In and out like clockwork is what consumed my every thought each time the nurse repetitively assured my nearly unconscious form, that 'I'll be alright'. Yet, no one knows nor can they guarantee the future for someone else.

The feeling of many people coming and going through my designated room, is all my hearing focused on the the few hours I laid here, on this white little bed with creaked up sheets that would crumble with each movement of my hand.

The area around my cheekbones stung quite vividly when I finally sat up, just once the doctor's and nurse's not so light footsteps left my room and I was, once again, alone in the room of beeps, entrapped silence and painted rays of sun through the blue curtains.

Lying on my back was tricky, considering they required to stitch up a few wounds.

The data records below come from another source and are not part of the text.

PR #10708, opened 2026-07-04
perf: serve warm modules to workers in one round-trip, enable the node compile cache

sheremet-va:
Two runtime performance changes.

## What changed

**1. Warm-module snapshot (`fetchWarmModules`).** With `isolate: true`, every fresh worker fetched each module of its test file's import graph through one strictly sequential RPC round-trip — on an app-shaped fixture that is ~122 round-trips per file and ~97 ms of pure serial waiting, *even when the server had already transformed every module*. Most of the per-call latency is queueing on the main process event loop, which serves all workers at once, so the cost compounds with worker count.

Workers now ask the server **once per run request** for every module of their files' import graphs that is already stored on disk (the forks pool tmp files, or `experimental.fsModuleCache`) and read the code directly; only misses go through the per-module `fetch` path. Externalize verdicts for resolved urls ride the same snapshot.

Correctness notes:
- The snapshot is requested at the first *dependency* fetch — by then the entry file's transform has connected its import graph on the server, so the snapshot actually covers the file's transitive dependencies.
- It is re-requested per run request, and the server builds it from the live module graph: a file edit invalidates the module server-side and it simply drops out of the next snapshot, keeping reused (`isolate: false`) workers in sync in watch mode.
- The mock/builtin resolution ladder runs *before* the snapshot lookup, so `vi.mock` semantics are unchanged.
- Only externalize verdicts for already-resolved urls are shared (an unresolved bare specifier resolves through the requesting environment's plugin container, so its verdict is environment/importer-specific), keyed by the Vite server instance so a restart drops them.

**2. Node compile cache.** The `vitest` bin now calls `module.enableCompileCache()` before importing the CLI and propagates `NODE_COMPILE_CACHE` to workers (child processes do not inherit it otherwise). The CLI graph and every worker's bundle skip V8 recompilation across processes and runs. Respects a pre-set `NODE_COMPILE_CACHE` and `NODE_DISABLE_COMPILE_CACHE`; no-op before Node 22.8. Workers get the cache disabled when coverage is enabled, because V8 serializes compile-cached scripts without the source positions precise coverage relies on.

**3.** `experimental.fsModuleCache` now remembers the on-disk location when *saving* a fresh transform (previously only when reading it back), so the snapshot is effective in the first session already, not only in the next one.

## Benchmarks

App fixture = 176 TS source modules + 40 test files with heavily overlapping import graphs (layered utils/services/features, a 60-export barrel, a depth-15 chain, one externalized dep); `tiny`/`huge` bracket the startup-dominated and execution-dominated extremes. min of N interleaved runs, Apple Silicon 10 cores, Node 24. Measured while this PR was stacked on #10685 (the base column is that branch); the PR is now based on `main` directly and the numbers were not re-run — the changes themselves are unchanged.

| benchmark | base | this PR | this PR + `fsModuleCache` |
|---|---:|---:|---:|
| tiny (1 test, 1 file, forks) | 267 ms | 205 ms (−23%) | 152 ms (−43%) |
| huge (10k tests, 1 file, forks) | 921 ms | 864 ms (−6%) | 574 ms (−38%) |
| app node, forks isolate:true (default) | 1266 ms | 1050 ms (−17%) | 751 ms (−41%) |
| app node, forks isolate:false | 629 ms | 613 ms (−3%) | 346 ms (−45%) |
| app node, threads isolate:true | 967 ms | 773 ms (−20%) | 652 ms (−33%) |
| app node, threads isolate:false | 481 ms | 411 ms (−15%) | 283 ms (−41%) |
| app jsdom, forks isolate:true | 3809 ms | 3393 ms (−11%) | 3209 ms (−16%) |
| app jsdom, forks isolate:false | 1184 ms | 1095 ms (−8%) | 880 ms (−26%) |
| app happy-dom, forks isolate:true | 2134 ms | 1969 ms (−8%) | 1787 ms (−16%) |

Why the shape of the numbers: the snapshot removes a cost that scales with modules × test files (biggest on isolated many-file runs and on warm `fsModuleCache` sessions where transform work is already gone), while the compile cache removes a fixed per-process boot cost (biggest on single-file runs and visible in every worker). The jsdom rows dilute in relative terms because jsdom setup (~550 ms per worker) dominates isolated DOM runs — that cost is untouched here and remains the main argument for the environment diagnostic in #10710.

## Decomposition and cold/warm follow-up

The table above is base → PR → PR + `fsModuleCache`. These two blocks break that down: which of the three changes each delta comes from, and the cold-vs-warm behaviour of `fsModuleCache`. Reproduced on the original stack (base = #10685, this PR cherry-picked on top), same fixtures and harness, `min` of N interleaved runs, Apple Silicon 10-core / Node 24. Each block is its own session — compare per-row deltas, not absolute ms across blocks (the two blocks are self-consistent where they overlap: `+ compile cache` below == `fsModuleCache off` further down, and `+ fsModuleCache (warm)` == `warm`).

### Per-lever contribution

Each row turns on one more lever on top of the previous. warm-modules is measured by running `dist/cli.js` directly (the bin is bypassed, so the compile cache is off for that row).

| stacked on #10685 | app forks isolate:true | app threads isolate:true | app forks isolate:false |
|---|---:|---:|---:|
| base | 1167 ms | 880 ms | 673 ms |
| + warm-modules | 1061 ms (−9%) | 850 ms (−3%) | 607 ms (−10%) |
| + compile cache | 1018 ms (−13%) | 799 ms (−9%) | 577 ms (−14%) |
| + `fsModuleCache` (warm) | 789 ms (−32%) | 663 ms (−25%) | 352 ms (−48%) |

- warm-modules carries the isolated-**forks** win on its own (−9…−10%): the forks pool writes tmp copies (`cacheFs: true`), so the snapshot already has on-disk modules to serve without `fsModuleCache`.
- On **threads** warm-modules alone is ~0 (−3%, noise): threads don't write tmp copies, so without `fsModuleCache` the snapshot finds nothing on disk and falls back to per-module fetches — the threads delta in that row is the compile cache. `fsModuleCache` writes on-disk copies for every pool, which is what makes the snapshot pay off on threads as well.
- compile cache is a flat ~−4…−6 pts everywhere, and the dominant lever on single-file runs (`tiny` above).
- `fsModuleCache` is the largest lever (−15…−33 additional pts). It is default-on (separate PR), so the `fsModuleCache` column is the default steady state, not an opt-in.

### `fsModuleCache` cold vs warm

The `fsModuleCache` gain is a warm-cache steady state; the run that *populates* the cache pays for it. App fixture, forks isolate:true, on this PR (compile cache + Vite optimizeDeps kept warm, so cache presence is the only variable; % relative to `fsModuleCache` off):

| `fsModuleCache` | wall (min) | transform phase |
|---|---:|---:|
| off | 1010 ms | 2.06 s |
| cold — first run, writes 217 files / 0.9 MB | 1080 ms (+7%) | 2.20 s |
| warm — cache present | 780 ms (−23%) | 0.52 s |

The cold run is slightly *slower* (full transforms plus the disk writes); the warm run collapses the transform phase (2.06 s → 0.52 s) because a fresh worker reads the transformed modules off disk instead of re-transforming them. Keys are content-hashed, so an edit invalidates only the changed module and leaves the rest warm. With `fsModuleCache` default-on, the warm row is what a repeat run — or a CI shard with a restored cache — actually gets.

### DIFF
--- a/packages/vitest/src/node/cache/fsModuleCache.ts
+++ b/packages/vitest/src/node/cache/fsModuleCache.ts
@@ -34,7 +34,7 @@ export class FileSystemModuleCache {
   private rootCache: string
   private metadataFilePath: string
 
-  private version = '1.0.0-beta.4'
+  private version = '1.0.0-beta.5'
   private fsCacheRoots = new WeakMap<ResolvedConfig, string>()
   private fsEnvironmentHashMap = new WeakMap<DevEnvironment, string>()
   private fsCacheKeyGenerators = new Set<CacheKeyIdGenerator>()
@@ -214,6 +214,7 @@ export class FileSystemModuleCache {
           mode: config.mode,
           consumer: config.consumer,
           resolve: config.resolve,
+          injectCjsGlobal: vitestConfig.injectCjsGlobals,
           // plugins can have different options, so this is not the best key,
           // but we cannot access the options because there is no standard API for it
           plugins: config.plugins
--- a/packages/vitest/src/node/cache/fsModuleCache.ts
+++ b/packages/vitest/src/node/cache/fsModuleCache.ts
@@ -1,4 +1,5 @@
-import type { DevEnvironment, FetchResult } from 'vite'
+import type { DevEnvironment } from 'vite'
+import type { ModuleType, VitestFetchResult } from '../../types/general'
 import type { Vitest } from '../core'
 import type { ResolvedConfig } from '../types/config'
 import fs, { existsSync, mkdirSync, readFileSync } from 'node:fs'
@@ -110,12 +111,13 @@ export class FileSystemModuleCache {
       code,
       importedUrls: meta.importedUrls,
       mappings: meta.mappings,
+      moduleType: meta.moduleType,
     }
   }
 
-  async saveCachedModule<T extends FetchResult>(
+  async saveCachedModule(
     cachedFilePath: string,
-    fetchResult: T,
+    fetchResult: VitestFetchResult,
     importedUrls: string[] = [],
     mappings: boolean = false,
   ): Promise<void> {
@@ -126,6 +128,7 @@ export class FileSystemModuleCache {
         url: fetchResult.url,
         importedUrls,
         mappings,
+        moduleType: fetchResult.moduleType,
       } satisfies Omit<CachedInlineModuleMeta, 'code'>
       debugFs?.(`${c.yellow('[write]')} ${fetchResult.id} is cached in ${cachedFilePath}`)
       await atomicWriteFile(cachedFilePath, `${fetchResult.code}${cacheComment}${this.toBase64(result)}`)
@@ -366,6 +369,7 @@ export interface CachedInlineModuleMeta {
   code: string
   mappings: boolean
   importedUrls: string[]
+  moduleType?: ModuleType
 }
 
 /**
--- a/packages/vitest/src/node/pool.ts
+++ b/packages/vitest/src/node/pool.ts
@@ -127,6 +127,14 @@ export function createPool(ctx: Vitest): ProcessPool {
             ...project.config.env,
           }
 
+          // V8 serializes compile-cached scripts without the source positions
+          // that precise coverage relies on — never let workers (or the
+          // processes they spawn) use the compile cache when coverage is on
+          if (ctx.config.coverage.enabled) {
+            delete env.NODE_COMPILE_CACHE
+            env.NODE_DISABLE_COMPILE_CACHE = '1'
+          }
+
           // env are case-insensitive on Windows, but spawned processes don't support it
           if (isWindows) {
             for (const name in env) {
--- a/packages/vitest/src/node/pool.ts
+++ b/packages/vitest/src/node/pool.ts
@@ -128,9 +128,12 @@ export function createPool(ctx: Vitest): ProcessPool {
           }
 
           // V8 serializes compile-cached scripts without the source positions
-          // that precise coverage relies on — never let workers (or the
-          // processes they spawn) use the compile cache when coverage is on
-          if (ctx.config.coverage.enabled) {
+          // that precise coverage relies on, so the compile cache must stay off
+          // for the v8 provider (and custom providers, whose mechanism we can't
+          // assume) in workers and any process they spawn. istanbul instruments
+          // the source at transform time, so the cache is harmless there and the
+          // boot speedup is kept.
+          if (ctx.config.coverage.enabled && ctx.config.coverage.provider !== 'istanbul') {
             delete env.NODE_COMPILE_CACHE
             env.NODE_DISABLE_COMPILE_CACHE = '1'
           }
--- a/packages/vitest/src/node/pools/rpc.ts
+++ b/packages/vitest/src/node/pools/rpc.ts
@@ -4,11 +4,13 @@ import type { RuntimeRPC } from '../../types/rpc'
 import type { TestProject } from '../project'
 import type { ResolveSnapshotPathHandlerContext } from '../types/config'
 import { existsSync, mkdirSync } from 'node:fs'
+import { readFile } from 'node:fs/promises'
 import { fileURLToPath } from 'node:url'
 import { cleanUrl } from '@vitest/utils/helpers'
 import { isBuiltin, toBuiltin } from '../../utils/modules'
 import { handleRollupError } from '../environments/fetchModule'
 import { normalizeResolvedIdToUrl } from '../environments/normalizeUrl'
+import { detectModuleType } from '../resolver'
 
 interface MethodsOptions {
   cacheFs?: boolean
@@ -25,6 +27,16 @@ interface MethodsOptions {
 // Keyed by the Vite server so a server restart drops the accumulated verdicts
 // together with the resolver that produced them.
 const warmExternals = new WeakMap<ViteDevServer, Record<string, FetchResult>>()
+
+// `detectModuleType` only reads the original source in the ambiguous case where
+// the transformed code both looks like ESM and mentions a CommonJS variable;
+// mirror the guard `ModuleFetcher.sourceLoader` uses for virtual modules
+function warmSourceLoader(file: string | null): (() => Promise<string | null>) | undefined {
+  if (!file || file.startsWith('\x00') || file.startsWith('virtual:')) {
+    return undefined
+  }
+  return () => readFile(file, 'utf-8').then(source => source, () => null)
+}
 
 export function createMethodsRPC(project: TestProject, methodsOptions: MethodsOptions = {}): RuntimeRPC {
   const vitest = project.vitest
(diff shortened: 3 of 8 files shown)


packages/vitest/src/node/pool.ts
```diff
@@ -127,6 +127,14 @@ export function createPool(ctx: Vitest): ProcessPool {
             ...project.config.env,
           }
 
+          // V8 serializes compile-cached scripts without the source positions
```
AriPerkkio, line 130: What does this mean in practice?

packages/vitest/src/node/pools/rpc.ts
```diff
@@ -56,6 +78,70 @@ export function createMethodsRPC(project: TestProject, methodsOptions: MethodsOp
...
+
+        const transformResult = node.transformResult
+        if (!transformResult || node.id == null) {
+          continue
+        }
+        // the transformed code is already stored on disk either by the forks
+        // pool (`cacheFs`) or by `experimental.fsModuleCache` — the worker can
+        // read the file itself instead of fetching each module separately.
+        // invalidated modules lose `transformResult` and drop out automatically
+        const tmp = transformResult.__vitestTmp ?? (transformResult as { _vitest_tmp?: string })._vitest_tmp
```
AriPerkkio, line 121: Now that `_vitest_tmp` is used/leaking outside the `fetchModule.ts`, maybe it's time to add it to typings next to `__vitestTmp`.

AriPerkkio (dismissed):
So when worker requests test file (or anything), main thread instructs where the dependencies of the requested file are on the cache, so that no new RPC calls need to be made? Sounds like good optimization.

packages/vitest/vitest.mjs
```diff
@@ -1,2 +1,19 @@
...
+
+// Enable Node's on-disk compile cache before importing the CLI so both the CLI
+// graph and (via the inherited env variable) every spawned worker skip V8
+// recompilation of unchanged modules. `enableCompileCache()` only affects the
+// current process — child processes pick the cache up from NODE_COMPILE_CACHE.
+// Respects an explicit NODE_COMPILE_CACHE and NODE_DISABLE_COMPILE_CACHE; the
+// API is not available before Node 22.8.
+try {
+  const result = module.enableCompileCache?.()
+  if (result?.directory && !process.env.NODE_COMPILE_CACHE) {
```
AriPerkkio, line 12: Curious how much this speeds up test runs on its own 👀

sheremet-va: around 8%

packages/vitest/src/node/pools/rpc.ts
sheremet-va: Opened a separate PR to merge them, actually - https://github.com/vitest-dev/vitest/pull/10733

packages/vitest/src/node/pool.ts
hi-ogawa: Looks like this is basically called out in https://nodejs.org/api/module.html#limitations-of-the-compile-cache

> Currently when using the compile cache with [V8 JavaScript code coverage](https://v8project.blogspot.com/2017/12/javascript-code-coverage.html), the coverage being collected by V8 may be less precise in functions that are deserialized from the code cache. It's recommended to turn this off when running tests to generate precise coverage.

packages/vitest/src/node/pool.ts
```diff
@@ -127,6 +127,14 @@ export function createPool(ctx: Vitest): ProcessPool {
...
+          // that precise coverage relies on — never let workers (or the
+          // processes they spawn) use the compile cache when coverage is on
+          if (ctx.config.coverage.enabled) {
```
hi-ogawa: Can we keep compile cache for istanbul provider?

packages/vitest/src/node/pools/rpc.ts
```diff
@@ -14,6 +16,16 @@ interface MethodsOptions {
...
 
+// externalize verdicts served during this session, shared with fresh workers
+// via `fetchWarmModules`. Only verdicts for already-resolved urls are stored:
+// an unresolved specifier (a runtime-variable dynamic import of a bare name)
+// resolves through the requesting environment's plugin container, so its
+// verdict is environment- and importer-specific and cannot be shared. Resolved
+// ids always externalize the same way (the resolver memoizes by resolved id).
+// Keyed by the Vite server so a server restart drops the accumulated verdicts
+// together with the resolver that produced them.
+const warmExternals = new WeakMap<ViteDevServer, Record<string, FetchResult>>()
```
hi-ogawa: My agent called out externals should be keyed by `environment` too. I didn't repro but it sounds right. Edge case but wouldn't switching  `WeakMap<DevEnvironment, Record<..>>` to more natural?

<details><summary>AI review</summary>

The comment is incorrect because it conflates the requested URL with the resolved ID.

Call chain:

1. `rpc.fetch()` receives a URL and selects an environment at `packages/vitest/src/node/pools/rpc.ts:49`.
2. `ModuleFetcher.fetch()` passes even leading-slash URLs to that environment’s module graph at `fetchModule.ts:66`.
3. Vite’s `ensureEntryFromUrl()` resolves the URL through the environment-specific plugin container:
   - `node_modules/vite/dist/node/chunks/node.js:23694`
   - `node_modules/vite/dist/node/chunks/node.js:24717`
4. Externalization is decided using the resulting `moduleGraphModule.id` at `fetchModule.ts:77`.
5. The PR nevertheless caches the verdict under the original `url` at `rpc.ts:70`.

Vite explicitly permits environment-specific resolution. This repository already has an example where the same source resolves differently according to `this.environment.config.consumer`:

`test/coverage-test/fixtures/configs/vitest.config.conditional.ts:8`

A concrete failure can occur like this:

```text
ssr environment:
  /conditional -> /node_modules/pkg/server.js -> externalized

client environment:
  /conditional -> /project/src/browser.ts -> should be inlined
```

After the SSR fetch, the current cache contains:

```text
server -> "/conditional" -> external result
```

`fetchWarmModules()` then adds that result to the client snapshot without consulting the client environment. The worker hits `/conditional` and bypasses client resolution entirely.

So:

- Server scoping is reasonable.
- Resolved-ID externalization caching is reasonable.
- The implementation caches by unresolved environment URL, not resolved ID.
- `url[0] === '/'` does not prove that no further resolution occurs.

The minimal safe fix is to scope by environment object:

```ts
WeakMap<DevEnvironment, Record<string, FetchResult>>
```

or by server, then environment name, then URL. This is a concrete correctness issue, not merely speculative.

</details>

hi-ogawa (commented):
Very cool!

hi-ogawa:
Also another AI artifact to help me picture the idea https://artifacts.hiro18181.workers.dev/vitest-pr-10708-warm-modules#example

packages/vitest/src/node/pools/rpc.ts
sheremet-va: Sure, makes sense. The vitest externalisation happens on the server level though, so the only way this can break is if the plugin does conditional resolve (which is what is pointed out by the summary). It's a bit confusing

sheremet-va: implemented

sheremet-va:
I also added the cache for the moduleType, otherwise we need to resolve it all the time

packages/vitest/src/node/cache/fsModuleCache.ts
hi-ogawa, line 1: Was thinking to point out in https://github.com/vitest-dev/vitest/pull/10709 that if we fs cache `moduleType` then we need to bust config hash with `injectCjsGlobal` flag.

sheremet-va: good point

hi-ogawa: Also technically I don't think fs caching `moduleType` is too crucial for warm snapshot design because the single warm snapshot can still batch compute `moduleType` so rpc saving is effective.

sheremet-va: fixed

sheremet-va: > Also technically I don't think fs caching moduleType is too crucial for warm snapshot design because the single warm snapshot can still batch compute moduleType so rpc saving is effective.

It will recompute it for every worker every time; it doesn't affect performance much, but why do that when we can just cache it, like we do other things

hi-ogawa (approved):
Looks good 👍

I lost a bit of blood, which is why I had been so drastically faint, not three hours ago.

The muscles in my arms ache with the symptoms of a common flu, though I know it's so much more than that, given there's no sniffles but sure bruising at the brim sides of my neck. Though the painkillers swipe the pain at my fracture leg away, as well as my broken finger and bruised facials constructed to pain of a minimum level.

The wounds along the mid line of my back pierce with flashes of the memory they hold, along with the collagen fabricated skin that slowly mars across each line, it takes longer for the skin to repair over.

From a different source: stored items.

PR #658, opened 2021-05-18
Fix Mac catalyst compilation

phimage:


phimage:
waiting for GitHub ci build before merging
there is some issue now, with job cancelled

PR #660, opened 2021-05-19
👷🏻‍♀️ Run Danger on GitHub Action

phatblat:
The Travis build is always blowing up with a "Bad credentials" error. 

> GET https://api.github.com/repos/OAuthSwift/OAuthSwift/pulls/659: 401 - Bad credentials // See: https://docs.github.com/rest (Octokit::Unauthorized)

Not sure how well this is going to work in a GitHub Action workflow, but with the automatic availability of the `GITHUB_TOKEN` for an action, it sure seems simpler to manage.

### DIFF
--- a/.github/workflows/danger.yml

I feel like a hollow cracked shell, my cheeks are easily sucked in from the lack of food I can stomach and the fact I hadn't eaten for so long. My legs, one fractured and the other, a memory of what used to have the power, the muscles and the strength to walk but, I seem to have grown accustomed to lying down. It's been a good two hours after I'd last awoken, when they'd finished stitching me up and doing what they could to keep me breathing. To keep my vital organs working at a pace purposely to keep me alive but, not the energy to keep me moving. To give me the ability to stand on my own two bloody feet is a struggle for the most impatient.

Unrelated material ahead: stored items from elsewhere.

PR #665, opened 2021-06-11
Added custom log action

Vortec4800:
The new logging mechanism looks really useful, however, I wanted to extend it to integrate with my app's existing logging system. I added a custom log action that accepts a closure, and the log action is used instead of just printing to the console so the actual log can be customized.

This extends the work done by @svoip and the logging system.

In order to use this new functionality, you would add something like this:

```swift
OAuthSwift.setLogLevel(.trace)
OAuthSwift.setCustomLogAction { message in
   CustomLogger("[OAUTHSWIFT] \(message)")
}
```

### DIFF
--- a/Sources/OAuthLogProtocol.swift
+++ b/Sources/OAuthLogProtocol.swift
@@ -22,6 +22,8 @@ public enum OAuthLogLevel: Int {
 public protocol OAuthLogProtocol {
 
    var level: OAuthLogLevel { get }
+	
+   var logAction: ((_ message: String) -> Void)? { get set }
 
    /// basic level of print messages
    func trace<T>(_ message: @autoclosure () -> T, filename: String, line: Int, function: String)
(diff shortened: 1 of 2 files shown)


phimage:
Hi, 
I think it’s useless. OAuthLogProtocol is a protocol. Make your class or structure that implement it and put an instance in OAuthSwift.log

Vortec4800:
That's the path I started to go down before I did this. Unfortunately, it doesn't work for 2 reasons.

The first one, OAuthSwift.log isn't a public property, so you would need a PR on OAuthSwift to add a func to set a custom logging subclass anyway.

The second issue is the default implementations are in an extension on the protocol. If you create a subclass and set it as the logging class, Swift still calls the implementations in the extension and not those in the subclass. It might be possible to reorganize everything to make it work, but the few things I tried caused errors due to the default parameters to get file and line information.

This seemed like the best way to get custom logging functionality without totally re-writing the logger which didn't seem necessary.

Vortec4800:
Hi, any more info on this PR? I still think it's useful functionality to be able to customize logging, but the proposed solution of using the protocol isn't possible.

I release a broken sigh, slowly lowering back onto the crisp yet, freakishly comfortable pillows, without the need for pain to accompany my every move. I spend a great deal of a half hour, gazing at that pathetic hospital door in front of me.

My eyes scatter, focusing more clearly when the sounds of scurried screams and barreling yells from several security office attempt to stop the stampede that thunders down the hall. I furrow my eyebrows in confusion, slowly placing the plastic cup of water down on the table beside me and sit up on the pillow. The stampede grows near, much to utter confusion.

I shriek when my door is flown off it's hinges with a glassy eyed, red scrunched and boiled up Stevens pants phenomenally before his dark eyes meet mine and that's when he falls knees first, upright to the floor.

I gasp, "Lord, Stevens!" I attempt to move but a string of shuttering shots shoot up my arm when I attempt to. Sadly, I hadn't said those words aloud, finding it a tough struggle to just allow myself to speak, even though it brought me to far worse conditions, running my mouth to Dark- Lord! I don't even want to think his name nor do I want to remember the blood-thirsty face that came along with it.